Realization of a Quantum Random Generator Certified with the Kochen-Specker Theorem

Random numbers are required for a variety of applications from secure communications to Monte Carlo simulation. Yet randomness is an asymptotic property, and no output string generated by a physical device can be strictly proven to be random. We report an experimental realization of a quantum random number generator (QRNG) with randomness certified by quantum contextuality and the Kochen-Specker theorem. The certification is not performed in a device-independent way but through a rigorous theoretical proof of each outcome being value indefinite even in the presence of experimental imperfections. The analysis of the generated data confirms the incomputable nature of our QRNG.

Figure 1

The theoretical protocol of the QRNG certified by the strong Kochen-Specker theorem proposed in Ref. [12]. The protocol is formulated for a spin-1 particle and consists of two sequential measurements. The first measurement is used to initialize the particle in the $S_z=0$ eigenstate of the spin operator $S_z$. The second measurement is performed in the eigenbasis of the $S_x$ operator with the two outcomes $S_x=\pm 1$ realized randomly as proven by the Kochen-Specker theorem. The outcome $S_x=0$ is never realized in the ideal case but can be used to monitor the quality of the protocol implementation.

Figure 2

(a) Simplified diagram of the measurement setup. A transmon-type multilevel quantum system is incorporated into a 3D microwave copper cavity attached to the cold stage of a dilution cryostat. A magnetically tunable Josephson junction (SQUID) is used to control the transition frequency of the qutrit by a superconducting coil attached to the cavity. Amplitude-controlled and phase-controlled microwave pulses are applied to the input port of the cavity by a quadrature IF (IQ) mixer driven by a local oscillator (LO) and sideband modulated by an arbitrary waveform generator (AWG).
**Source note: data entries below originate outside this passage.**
PR #25, opened 2024-08-21
chore: fix linting and typing errors

Toby222:
Update dependencies as well (mainly foundry-vtt-types)

D20Roll.toMessage uses the same type signature as Roll.toMessage, which was the only way I could figure out to make TypeScript happy without just telling it to shut up


stanavdb (changes requested):
Could you move the nix changes out into a separate PR? Other than that this looks good

Toby222:
Removed the nix stuff :+1:

stanavdb (approved):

The measurement signals transmitted through the cavity are amplified by a quantum Josephson parametric amplifier (JPA), a high-electron-mobility transistor (HEMT) amplifier at 4 K, and a chain of room temperature (RT) amplifiers. The sample at 20 mK is isolated from the higher-temperature stages by three circulators ($C$) in series. The amplified transmission signal is down-converted to an intermediate frequency of 25 MHz in an IQ mixer driven by a dedicated LO and is digitized by an analog-to-digital converter (ADC) for data analysis. (b) The energy-level diagram of a qutrit coupled to a microwave cavity. The transition frequencies of the qutrit and cavity are in gigahertz, while the anharmonicity of the qutrit is $\sim 300\mathrm{MHz}$. When the coupling $g$ between the transmon and the cavity is much smaller than their mutual detuning, the system is in the dispersive regime used for measurement of the qutrit.

Figure 3

(a) Hexbin histogram plot of single-shot three-level readout of different qutrit states. Red, ground qutrit state; green, excited state ($|1⟩$); blue, second excited state ($|2⟩$). The intensity of the color represents the number of measurement outcomes falling in each bin. (b) Hexbin plot of the output of the protocol. Shown are the logical encoding of the resulting states and the correspondence to the spin-1 protocol. Note that the $S_x=0$ state is almost ($<0.1\%$) never realized. The black lines sketch the boundaries of the classification regions.